Frequently Asked Questions
Three structural factors: ED patients present with complex comorbidities spanning multiple ICD-10 chapters, treatment paths move non-linearly between four or more levels of care, and clinically appropriate length of stay is longer than most payer utilization review models were built around. The result is constant pressure on continued-stay authorizations and high denial volume on documentation that satisfies clinical specialty guidelines but does not pass payer criteria review.
Yes, MHPAEA covers eating disorders. Federal regulations clarified in 2017 that ED treatment falls under parity protections. In practice, parity is often violated through non-quantitative treatment limitations: payer-developed criteria that are more restrictive than comparable medical care, narrow networks, and aggressive concurrent review. Centers can file parity complaints with state insurance regulators or, for ERISA-governed plans, the Department of Labor's Employee Benefits Security Administration.
Wit v. UBH was a 2019 federal court ruling finding that UBH's internally developed level-of-care criteria were more restrictive than generally accepted standards of care for behavioral health, including eating disorder treatment. The ruling was partially overturned on appeal but the underlying issue remains: payer-developed criteria often conflict with clinical specialty guidelines. The case set legal precedent that payer criteria can be challenged and influenced subsequent parity enforcement.
Payer concurrent review applies criteria built around medical stabilization (vitals, electrolytes, BMI thresholds). When a patient is medically stable but not yet weight-restored and remains at high risk of relapse, the payer often determines the patient meets criteria for a lower level of care. The clinical team and the payer can both be correct under their own frameworks. Centers that win these arguments document medical indicators, behavioral frequency data, and acute risk indicators in language that maps directly to the payer's criteria.

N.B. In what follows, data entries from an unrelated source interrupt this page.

PR #2053, opened 2017-04-06
Add UWP support

gtbuchanan:
Fixes #1879. I have not tested thoroughly since I really only need basic console logging functionality right now, but this got it to build and log successfully in a UWP project.

PR #2055, opened 2017-04-06
Support pure NETSTANDARD (UWP)

snakefoot:
Ideas stolen from #2053 (Fixed unit tests to pass in pure NETSTANDARD mode, though not activated).

This will allow pure Windows Store Apps to use NLog ver. 5 without depending on System.Threading.Thread (not available until NetStandard2_0).

Added new Uap10.0 build that is a pure NETSTANDARD1_3-build, and created a new define NETSTANDARD1_3PLUS that includes all the stuff that UWP do not support.

---
This change is [Reviewable](https://reviewable.io/reviews/nlog/nlog/2055)


tests/NLog.UnitTests/UnitTestApp.xaml.cs
```diff
@@ -1,4 +1,4 @@
-﻿#if NETSTANDARD && !NETSTANDARD1_3
+﻿#if NETSTANDARD && UWP10
```
304NotModified: UWP10 isn't necessary anymore?

snakefoot: Well the code doesn't compile, unless having some UWP libraries. Didn't want to investigate, just wanted to test without NETSTANDARD1_3.

snakefoot:
> Cool, but i'm not sure if this solves the UWP problem.

NLog NetStandard1_3 makes use of libraries not available for UWP (Trace, Process, Mutex, Thread, FileWatcher).

I don't know if it would make sense to only have a pure NetStandard1_4 (UWP) and NetStandard1_5 (Thread + Process + Environment + etc.)

304NotModified:
Wouldn't it be more logical to fix netstandard 1.3 or add uwp10 instead of the netstandard 1.4? 

Or are those libs used in netstandard 1.3 also not used in 1.5?

snakefoot:
> Wouldn't it be more logical to fix netstandard 1.3 or add uwp10 instead of the netstandard 1.4?

Well it seems NetStandard 1.4 is the first NetStandard-version that supports UWP. Don't know if there is a special TargetFramework that specifies NetStandard-mode supported by UWP ?

snakefoot:
Just tested the local compiled NLog NetStandard1_3, and it works when writing to the following location:

- Windows.Storage.ApplicationData.Current.LocalFolder.Path

And when using the current NLog 5.0 Beta6, then one get the following exception:

> System.IO.FileSystem.Watcher, Version=4.0.0.0, Culture=neutral, PublicKeyToken=b03f5f7f11d50a3a'. The system cannot find the file specified.'

304NotModified:
> That should also work. Then NetStandard1_3 would be the pure build, that can be used by UWP (Only depending on basic libraries).

Any idea of the UWP10 framework gives compile errors instead of runtime? 

Making exceptions just for UWP, sounds that we should create a UWP10 build.

snakefoot:
> Any idea of the UWP10 framework gives compile errors instead of runtime?

UWP App compiles fine, but gives runtime exception when trying to access/load the NLog library/functionality.

> Making exceptions just for UWP, sounds that we should create a UWP10 build.

Not sure I understand. What exceptions are we talking about?

304NotModified:
> Not sure I understand. What exceptions are we talking about? NetStandard1_3 is now platform independent, and NetStandard1_5 depends on platform dependent libraries.

The NetStandard1_3 . 

Any idea if a program in .NET 4.6 uses the .NET 4.5 or the NetStandard  DLL?

snakefoot:
> Any idea if a program in .NET 4.6 uses the .NET 4.5 or the NetStandard DLL?

I certainly hope it depends on NET4_5, as the NETSTANDARD is still very crippled until NetStandard2_0.

304NotModified:
> I certainly hope it depends on NET4_5, as the NETSTANDARD is still very crippled until NetStandard2_0.

Agree on that ;)

snakefoot:
> The NetStandard1_3 .

Still not sure I understand, about the exception thing. Is it bad to have two NetStandard-builds? And better to have a UWP_NetStandard1_3 build and a NetStandard1_5 build?

Anyways very satisfied with the changes in this PR independent of NetStandard1_3 becoming platform independent or not. The only difference between NetStandard1_3 and NetStandard1_5 is the ability to use file-watcher (And the environment-layout).

304NotModified:
> And better to have a UWP_NetStandard1_3 build and a NetStandard1_5 build?

Doubting about this. I think it's better to have indeed a UWP build currently.

snakefoot:
> Doubting about this. I think it's better to have indeed a UWP build currently.

So introducing a new NETSTANDARD_UWP that specifies that System.Threading and System.Process is not available?

snakefoot:
@gtbuchanan & @304NotModified I have now added a new define NETSTANDARD1_3PLUS. It means NETSTANDARD1_3 with extra dependencies (non-UWP).

I have no clue (or maybe patience for) how to modify the build-configuration to make an UWP-NETSTANDARD1_3 build (Without the define NETSTANDARD1_3PLUS).

But maybe adding this new UWP-build-definition can be made in a new PR.

src/NLog/project.json
```diff
@@ -78,27 +78,58 @@
     //    "define": [ "NET4_0", "WCF_SUPPORTED", "NETSTANDARD1_0", "NETSTANDARD" ]
     //  }
     //},
+    //"uap": {
```
gtbuchanan: You almost have it. I had UWP building with my `project.json` configuration [here](https://github.com/NLog/NLog/pull/2053/files/bf377d08a97447ff5f94a6961a535570dffa554d#diff-4c95cd96a32a135a3f845aad76498b78R226). I think `uap` needs to be `uap10.0` and `NETStandard.Library` replaced with `Microsoft.NETCore.UniversalWindowsPlatform`.

snakefoot:
@gtbuchanan Would have preferred to make some kind of NetStandard1.3 build without reference to UWP or Uap10.0.

snakefoot:
@304NotModified Have been able to show failing tests on Travis (Caused by NLog tests stealing Console-out). Not sure what is going on for the appveyor-build.

snakefoot:
@304NotModified Have now made AppVeyor build fail without using ErrorActionPreference, but instead by returning the exitcode from dotnet test.

304NotModified:
I think this is still WIP?

304NotModified:
about the failing `CallSiteLineNumberTests` under netstandard. I was thinking I disabled them (skip in xunit), but maybe that's still in another branch

snakefoot:
> I think this is still WIP?

Nah just me trying to fix all the failing unit tests revealed in the Travis build, but it is probably better for another PR.

304NotModified:
Would be nice of we could got appveyor working (by skipping tests on netstandard).

snakefoot:
> Would be nice of we could got appveyor working (by skipping tests on netstandard).

Yes but I think that is for a different PR. My guess is that they are failing because they run in release-mode, instead of debug-mode.

304NotModified:
Could you also skip AssemblyVersionTests + ExtensionTests netstandard? Those are on the todo list. :) thanks! (i think that are the lasts to get appveyor succeeding)

snakefoot:
> Could you also skip AssemblyVersionTests + ExtensionTests netstandard? 

Like I said before, they are not failing on NETSTANDARD. It is the NET4_5 build :)

304NotModified:
> Like I said before, they are not failing on NETSTANDARD. It is the NET4_5 build :)

oops sorry missed that

304NotModified:
the failing ExtensionTests is because of the extra folder in `bin`. But maybe a bit out of scope for this PR ;)

snakefoot:
Have added the missing dependency to the unit-testing-project, and changed how to lookup the full-path of SampleExtensions.dll.

Now extension dll loading is working for NetStandard1.5 on Travis,

304NotModified:
Is this WIP?

snakefoot:
> Is this WIP?

Nope just stumbling around.

gtbuchanan:
Heads up, I'm running into an issue building my app in Release mode. UWP appears to require a [Runtime Directives file (rd.xml) file](https://msdn.microsoft.com/en-us/library/dn600639%28v=vs.110%29.aspx?f=255&MSPPError=-2147217396) to define which types are accessed via reflection so they aren't stripped from the build.

I encounter the following unhandled exception when my code sets `LogManager.Configuration` in Release mode:

> Exception thrown: 'System.Reflection.MissingMetadataException' in System.Private.Reflection.Core.dll
> 
> Additional information: 'System.Text.UTF8Encoding' is missing metadata. For more information, please visit http://go.microsoft.com/fwlink/?LinkID=392859

The call stack looks like this:

 	

```
System.Private.Reflection.Core.dll!System.Reflection.Runtime.TypeInfos.RuntimeNoMetadataNamedTypeInfo.CustomAttributes.get() Line 52	C#
 	System.Reflection.Extensions.dll!System.Reflection.CustomAttributeInheritanceRules.TypeCustomAttributeSearcher.GetDeclaredCustomAttributes(System.Reflection.TypeInfo element) Line 112	C#
 	System.Reflection.Extensions.dll!System.Reflection.CustomAttributeSearcher<System.Reflection.TypeInfo>.GetMatchingCustomAttributesIterator(System.Func<System.Type,bool> rawPassesFilter, System.Reflection.TypeInfo element, bool inherit) Line 114	C#
 	System.Reflection.Extensions.dll!System.Linq.LowLevelEnumerable.Any<System.Reflection.CustomAttributeData>(System.Collections.Generic.IEnumerable<System.Reflection.CustomAttributeData> values) Line 17	C#
 	System.Reflection.Extensions.dll!System.Reflection.CustomAttributeExtensions.IsDefined(System.Reflection.MemberInfo element, System.Type attributeType, bool inherit) Line 292	C#
 	NLog.dll!NLog.Internal.ReflectionHelpers.IsDefined<NLog.Config.NLogConfigurationItemAttribute>(System.Type type, bool inherit)	Unknown
 	NLog.dll!NLog.Internal.ObjectGraphScanner.ScanProperties<object>(System.Collections.Generic.List<object> result, object o, int level, System.Collections.Generic.HashSet<object> visitedObjects)	Unknown
 	NLog.dll!NLog.Internal.ObjectGraphScanner.ScanProperties<object>(System.Collections.Generic.List<object> result, object o, int level, System.Collections.Generic.HashSet<object> visitedObjects)	Unknown
 	NLog.dll!NLog.Internal.ObjectGraphScanner.ScanProperties<object>(System.Collections.Generic.List<object> result, object o, int level, System.Collections.Generic.HashSet<object> visitedObjects)	Unknown
 	NLog.dll!NLog.Internal.ObjectGraphScanner.ScanPropertiesList<object>(System.Collections.Generic.List<object> result, System.Collections.Generic.IEnumerable<object> elements, int level, System.Collections.Generic.HashSet<object> visitedObjects)	Unknown
 	NLog.dll!NLog.Internal.ObjectGraphScanner.ScanProperties<object>(System.Collections.Generic.List<object> result, object o, int level, System.Collections.Generic.HashSet<object> visitedObjects)	Unknown
 	NLog.dll!NLog.Internal.ObjectGraphScanner.FindReachableObjects<object>(object[] rootObjects)	Unknown
 	NLog.dll!NLog.Config.LoggingConfiguration.ValidateConfig()	Unknown
 	NLog.dll!NLog.Config.LoggingConfiguration.InitializeAll()	Unknown
 	NLog.dll!NLog.LogFactory.Configuration.set(NLog.Config.LoggingConfiguration value)	Unknown
 	NLog.dll!NLog.LogManager.Configuration.set(NLog.Config.LoggingConfiguration value)	Unknown

```

This doesn't sound like a fun undertaking. I'm going to try to build rd.xml as I go to work through the errors.

snakefoot:
@gtbuchanan Met the same challenge, seems NET Native is playing tricks with reflection. I have tried to resolve the exceptions without needing to update rd.xml.

Have you tried to use the NuGet-package generated by the appveyor-build (NLog.dll from Uap10.0 build) ?

304NotModified:
Reviewed 15 of 37 files at r1, 48 of 60 files at r2, 7 of 10 files at r3, 1 of 1 files at r4, 4 of 5 files at r5, 6 of 8 files at r7, 2 of 2 files at r8, 7 of 8 files at r9, 1 of 1 files at r10.
Review status: 91 of 95 files reviewed at latest revision, 10 unresolved discussions, some commit checks failed.

---

*[src/NLog/project.json, line 138 at r10](https://reviewable.io:443/reviews/nlog/nlog/2055#-KiWv1ZBElXlGgI9ZS3U:-KiWv1ZBElXlGgI9ZS3V:b3ksz) ([raw file](https://github.com/nlog/nlog/blob/3144c84c9448f5828e2ad57930fe95ff5845b683/src/NLog/project.json#L138)):*
> ```JSON
>         "System.Security.Principal": "4.0.1",
>         "System.Threading.AccessControl": "4.0.0"
>       },
> ```

x

---

*[src/NLog/project.json, line 140 at r10](https://reviewable.io:443/reviews/nlog/nlog/2055#-KiWv1D4qCn9_xhanZ_w:-KiWv1D4qCn9_xhanZ_x:b-b2a021) ([raw file](https://github.com/nlog/nlog/blob/3144c84c9448f5828e2ad57930fe95ff5845b683/src/NLog/project.json#L140)):*
> S0436

---

*[src/NLog/Internal/ObjectGraphScanner.cs, line 92 at r10](https://reviewable.io:443/reviews/nlog/nlog/2055#-KiWvF9vSC_jEDdJLYdm:-KiWvF9vSC_jEDdJLYdn:b3ksz) ([raw file](https://github.com/nlog/nlog/blob/3144c84c9448f5828e2ad57930fe95ff5845b683/src/NLog/Internal/ObjectGraphScanner.cs#L92)):*
> ```Smalltalk
>                 return;
>             }
> ```

x

---

*[src/NLog/Internal/ObjectGraphScanner.cs, line 127 at r10](https://reviewable.io:443/reviews/nlog/nlog/2055#-KiWrS9X2ObfTUrTBjiM:-KiWrS9X2ObfTUrTBjiN:b-eu1hzh) ([raw file](https://github.com/nlog/nlog/blob/3144c84c9448f5828e2ad57930fe95ff5845b683/src/NLog/Internal/ObjectGraphScanner.cs#L127)):*
> ```Smalltalk
>                 catch (System.Exception ex)
>                 {
>                     InternalLogger.Info(ex, "{0}Type reflection not possible for property {1}. Maybe because of .NET Native.", new string(' ', level + 1), prop.Name);
> ```

maybe we should move this to `IsDefined` as this is a helper already?

we should use also the generic one here I guess (see above)

`type.IsDefined<NLogConfigurationItemAttribute>`

---

*[src/NLog/Internal/TargetWithFilterChain.cs, line 119 at r10](https://reviewable.io:443/reviews/nlog/nlog/2055#-KiWrzUzlKQn8sjgJxiD:-KiWrzV-siS25V9Spj03:b-duo7lx) ([raw file](https://github.com/nlog/nlog/blob/3144c84c9448f5828e2ad57930fe95ff5845b683/src/NLog/Internal/TargetWithFilterChain.cs#L119)):*
> ```Smalltalk
>                 try
>                 {
>                     // Check if hack used by LoggerImpl.Write() is possible
> ```

maybe a good candidate to move to StackTraceUsageUtils?

---

*[src/NLog/LayoutRenderers/NLogDirLayoutRenderer.cs, line 61 at r10](https://reviewable.io:443/reviews/nlog/nlog/2055#-KiWsRJvo-LBtt-gERT6:-KiWsRJvo-LBtt-gERT7:bowtw2g) ([raw file](https://github.com/nlog/nlog/blob/3144c84c9448f5828e2ad57930fe95ff5845b683/src/NLog/LayoutRenderers/NLogDirLayoutRenderer.cs#L61)):*
> ```Smalltalk
>             var location = ReflectionHelpers.GetLocation(assembly);
>             if (string.IsNullOrEmpty(location))
>                 location = new Uri(ReflectionHelpers.GetCodeBase(assembly)).LocalPath;
> ```

aren't those ReflectionHelpers c# extensions?

---

*[tests/NLog.UnitTests/LogManagerTests.cs, line 537 at r10](https://reviewable.io:443/reviews/nlog/nlog/2055#-KiWtH1O7MjVMNfNQmKt:-KiWtH1O7MjVMNfNQmKu:b-9rf6zw) ([raw file](https://github.com/nlog/nlog/blob/9d2adfe93a573d18cd2d82d6bb34e32d3996c774/tests/NLog.UnitTests/LogManagerTests.cs#L537)):*
> ```Smalltalk
>                 Parallel.ForEach(r, a =>
>                 {
>                     var res = c.Resolve<ClassA>();
> ```

I'm not sure if we test the same functionality in the new test? This was threadsafety in combination with DI (As far as I remember)

---

*[tests/NLog.UnitTests/Internal/EnumHelpersTests.cs, line 42 at r10](https://reviewable.io:443/reviews/nlog/nlog/2055#-KiWu69yX_GQUy3IoW32:-KiWu69z3zUMc52sHuy6:b875gji) ([raw file](https://github.com/nlog/nlog/blob/9d2adfe93a573d18cd2d82d6bb34e32d3996c774/tests/NLog.UnitTests/Internal/EnumHelpersTests.cs#L42)):*
> ```Smalltalk
> namespace NLog.UnitTests.Internal
> {
>     public class EnumHelpersTests : NLogTestBase
> ```

I guess this is to allow running in parallel? If so, please add this as remarks thanks!

---

*[tests/NLog.UnitTests/Internal/PlatformDetectorTests.cs, line 39 at r10](https://reviewable.io:443/reviews/nlog/nlog/2055#-KiWuGK7q-rDeQJKmTXB:-KiWuGK8NLi4jXcjxAT5:bxgocpn) ([raw file](https://github.com/nlog/nlog/blob/9d2adfe93a573d18cd2d82d6bb34e32d3996c774/tests/NLog.UnitTests/Internal/PlatformDetectorTests.cs#L39)):*
> ```Smalltalk
> namespace NLog.UnitTests.Internal
> {
>     public class PlatformDetectorTests : NLogTestBase
> ```

idem remarks

---

*[tests/NLog.UnitTests/Internal/StringBuilderExtTests.cs, line 41 at r10](https://reviewable.io:443/reviews/nlog/nlog/2055#-KiWuJYfsnUqO4F_ihyH:-KiWuJYfsnUqO4F_ihyI:bxgocpn) ([raw file](https://github.com/nlog/nlog/blob/9d2adfe93a573d18cd2d82d6bb34e32d3996c774/tests/NLog.UnitTests/Internal/StringBuilderExtTests.cs#L41)):*
> ```Smalltalk
> namespace NLog.UnitTests.Internal
> {
>     public class StringBuilderExtTests : NLogTestBase
> ```

idem remarks

---


*Comments from [Reviewable](https://reviewable.io:443/reviews/nlog/nlog/2055)*

304NotModified:
Great work! Some small questions!

---

Review status: 91 of 95 files reviewed at latest revision, 10 unresolved discussions, some commit checks failed.

---



*Comments from [Reviewable](https://reviewable.io:443/reviews/nlog/nlog/2055#-:-KiWvZnec8wDHym1-wDZ:bq425fd)*

snakefoot:
Thanks. Have tried to reply the questions.

---







*Comments from [Reviewable](https://reviewable.io:443/reviews/nlog/nlog/2055#-:-KiX7bgJAuQH1p0mQCVD:b4ah2yl)*

snakefoot:
Review status: 91 of 95 files reviewed at latest revision, 10 unresolved discussions, some commit checks failed.

---

*[src/NLog/project.json, line 138 at r10](https://reviewable.io:443/reviews/nlog/nlog/2055#-KiWv1ZBElXlGgI9ZS3U:-KiX3kOd4GJfKHdgmQFW:bj94rwm) ([raw file](https://github.com/nlog/nlog/blob/3144c84c9448f5828e2ad57930fe95ff5845b683/src/NLog/project.json#L138)):*
<details><summary><i>Previously, 304NotModified (Julian Verdurmen) wrote…</i></summary><blockquote>

x
</blockquote></details>

Removed the warning.

---

*[src/NLog/project.json, line 140 at r10](https://reviewable.io:443/reviews/nlog/nlog/2055#-KiWv1D4qCn9_xhanZ_w:-KiX3j47e5fNvehxduTD:bj94rwm) ([raw file](https://github.com/nlog/nlog/blob/3144c84c9448f5828e2ad57930fe95ff5845b683/src/NLog/project.json#L140)):*
<details><summary><i>Previously, 304NotModified (Julian Verdurmen) wrote…</i></summary><blockquote>

> S0436
</blockquote></details>

Removed the warning.

---

*[src/NLog/Internal/ObjectGraphScanner.cs, line 92 at r10](https://reviewable.io:443/reviews/nlog/nlog/2055#-KiWvF9vSC_jEDdJLYdm:-KiX6K8KcUob845fpaif:b3kre) ([raw file](https://github.com/nlog/nlog/blob/3144c84c9448f5828e2ad57930fe95ff5845b683/src/NLog/Internal/ObjectGraphScanner.cs#L92)):*
<details><summary><i>Previously, 304NotModified (Julian Verdurmen) wrote…</i></summary><blockquote>

x
</blockquote></details>

?

---

*[src/NLog/Internal/ObjectGraphScanner.cs, line 127 at r10](https://reviewable.io:443/reviews/nlog/nlog/2055#-KiWrS9X2ObfTUrTBjiM:-KiX5TeE7IB6F542FI9-:b-96txd1) ([raw file](https://github.com/nlog/nlog/blob/3144c84c9448f5828e2ad57930fe95ff5845b683/src/NLog/Internal/ObjectGraphScanner.cs#L127)):*
<details><summary><i>Previously, 304NotModified (Julian Verdurmen) wrote…</i></summary><blockquote>

maybe we should move this to `IsDefined` as this is a helper already?

we should use also the generic one here I guess (see above)

`type.IsDefined<NLogConfigurationItemAttribute>`
</blockquote></details>

Well I like the InternalLogger-part.

---

*[src/NLog/Internal/TargetWithFilterChain.cs, line 119 at r10](https://reviewable.io:443/reviews/nlog/nlog/2055#-KiWrzUzlKQn8sjgJxiD:-KiX5YLLagkhbbwzR5vk:b-aomujg) ([raw file](https://github.com/nlog/nlog/blob/3144c84c9448f5828e2ad57930fe95ff5845b683/src/NLog/Internal/TargetWithFilterChain.cs#L119)):*
<details><summary><i>Previously, 304NotModified (Julian Verdurmen) wrote…</i></summary><blockquote>

maybe a good candidate to move to StackTraceUsageUtils?
</blockquote></details>

I have little experience with StackTrace. And how to cater for calling the StackTrace constructor in a nested method. I would prefer that Activator.CreateInstance-hack was not used at all :)

---

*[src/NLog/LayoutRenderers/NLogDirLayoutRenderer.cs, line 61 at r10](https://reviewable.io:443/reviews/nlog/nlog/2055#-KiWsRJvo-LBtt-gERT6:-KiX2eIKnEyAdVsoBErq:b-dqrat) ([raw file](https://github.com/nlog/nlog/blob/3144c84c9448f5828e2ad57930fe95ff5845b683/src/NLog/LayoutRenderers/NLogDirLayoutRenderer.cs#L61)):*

ED billing requires specialty expertise that few internal teams can build at sustainable cost. Outsourcing makes sense when continued-stay denials are common, peer-to-peer windows are being missed, OON dispute volume is high, or comorbidity coding is producing under-reimbursement. In-house billing can work for centers with experienced ED-specific billing staff and stable volume. The threshold question is whether the operational gap is producing revenue loss greater than the cost of a specialist vendor.
F50 codes cover eating disorders specifically: F50.00-F50.02 for anorexia nervosa, F50.2 for bulimia nervosa, F50.81 for binge eating disorder, F50.82 for ARFID, F50.89 for other specified ED, F50.9 for unspecified ED. Comorbidity coding typically pulls from F30-F39 (mood disorders), F40-F48 (anxiety and stress disorders), F60-F69 (personality disorders), and medical complication codes for electrolyte disturbances, cardiac findings, and refeeding-related issues. Comprehensive comorbidity capture is one of the highest-leverage documentation disciplines in ED billing.